2 Name: Secret Admirer : 2010-01-14 20:48 ID:Tlym7W3l

Sounds like she is just thinks its awkward (or her friends might). She doesn't seem particularly proud of being in said anime group either, so I don't think it's necessarily just you. That said, you might have a chance. Play it cool; she gave you her number, right? Good luck.

captcha: inplosh

3 Name: Secret Admirer : 2010-01-14 20:51 ID:bxPJJ3RN

I think alot of younger people can't get use to the large age difference because most of them have never dealt with it before. This is obviously clear in the message she wrote you. I don't think there is an attraction there and she may have only given you it out of the spur of the moment or politeness...

But hey that's just me right?

4 Name: Aging Otaku : 2010-01-14 21:21 ID:D3rYu68z

I already agreed not to bother with trying to friend request her again, and I did ask her if she was going to the anime convention next month in DC. She said she was, so I may have a chance to talk to her, and maybe hang out with her again in a few weeks.
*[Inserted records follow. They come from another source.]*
Issue #2402, opened 2026-09-04
Enforce the contract's `maxFundingInputCount` bound on the Pre-PegIn funding path


gbarkhatov:
## Summary

A new protocol parameter `maxFundingInputCount` bounds the number of inputs a Pre-PegIn transaction may declare. It is enforced on-chain at peg-in submission. The frontend chooses that input count and currently applies no bound, so once the parameter is set a depositor with a fragmented wallet will complete the full BTC signing ceremony — PoP, N PegIn-input device approvals — and only then hit a revert at Ethereum registration, with an error we cannot decode.

This issue covers reading the bound, enforcing it before the ceremony starts, keeping the Max button honest, and decoding the revert.

## Background

Origin: [baby-auditor-findings#747](https://github.com/babylonlabs-io/baby-auditor-findings/issues/747) (MEDIUM) — unbounded Claim and Pre-PegIn inputs amplify peer-supplied transactions into arbitrary Bitcoin-RPC work. A depositor's Pre-PegIn bytes travel in the `PegInSubmitted` event, and every VP, VK and UC daemon then issues one `getrawtransaction` per declared input, so a single Ethereum submission fans an RPC storm across the whole cluster with no admission control on the event-poller path.

Both upstream halves have merged:

- Contracts — [vault-contracts-aave-v4#569](https://github.com/babylonlabs-io/vault-contracts-aave-v4/pull/569)
- Daemons — [btc-vault#2725](https://github.com/babylonlabs-io/btc-vault/pull/2725)

## Verified upstream behaviour

| Property | Value |
| --- | --- |
| Field | `uint8 maxFundingInputCount`, appended **last** to `IProtocolParams.TBVProtocolParams` (index 7 of 8) |
| Enforcement | `PeginLogic.submitRequest`, ahead of `hashBtcTx` and `getOutputs` |
| Error | `TooManyFundingInputs(uint256 inputCount, uint256 maxAllowed)`, selector `0xf14dcc9f` |
| Comparison | Exclusive — `count > max` reverts, so exactly `max` is accepted (same convention as `maxHtlcOutputCount`) |
| What is counted | All **declared** inputs, read straight from the CompactSize counter of `unsignedPrePeginTx` via a new `BTCUtils.getInputCount`. No funding-vs-protocol filtering, and the counter is never checked against the transaction body |
[...]

PR #2404, opened 2026-09-04
feat(ts-sdk): send the peg-in config fingerprint with the registration

### LINKED ISSUE #2383: Peg-in submit: adopt the contract config fingerprint, and make protocol-state reads atomic

gbarkhatov:
# Send the peg-in config fingerprint with the registration

Closes https://github.com/babylonlabs-io/babylon-toolkit/issues/2383

## The problem

A Pre-Pegin HTLC output is built for a specific set of participants. Their public keys are baked into the Bitcoin script, along with `tRefund` from the offchain params and a PegIn output shape chosen by the vault core version.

I mean, I don't want to push too hard or too quick, because I don't want her to think I joined the anime club to "troll" for younger women. I also don't want to end up making it uncomfortable for her or I going to the various events that the clubs hold. I know she is in a college anime club also, with a girl that has known me since I joined the club, and I know she likes me (as a friend, and there is no romantic interest at all), who goes to the same college and is in the anime club. Should I ask my friend to talk to her to "feel" out if there might be some mutual attraction there?

5 Name: Hikari-chan : 2010-01-15 01:15 ID:8bQ2NhKy

>>4

Yeah, I bet you should ask a common friend of yours somehow check it out if she is attracted to you. But, judging on her response to your message I bet she find it awkward having you as her friend outside your club. As what >>3 said she's just ,maybe, polite to give you her number so as not to spur the moment.

Though, good luck then.

6 Name: Secret Admirer : 2010-01-15 04:36 ID:bxPJJ3RN

Getting a third party to help build a friendship would be a good idea, but i don't think you should push to hard... Try getting to know her through your friend and build up a bond from that might probably be a good idea. She said it herself that it was uncomfortable to be around someone she doesn't know. So instead of trying to find a romantic feeling inside her, try building up a friendship first.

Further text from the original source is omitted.